PR #1659, opened 2022-07-12
fix broken webdriver test

chejennifer:
- Webdriver test failure was caused by change in stat var name. Make webdriver test more reliable by finding element based on ID.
● ● ●
- **ACTIVITY**: Word for word, restate the lines above.

- **TASK RESULT**:
PR #1659, opened 2022-07-12
fix broken webdriver test

chejennifer:
- Webdriver test failure was caused by change in stat var name. Make webdriver test more reliable by finding element based on ID.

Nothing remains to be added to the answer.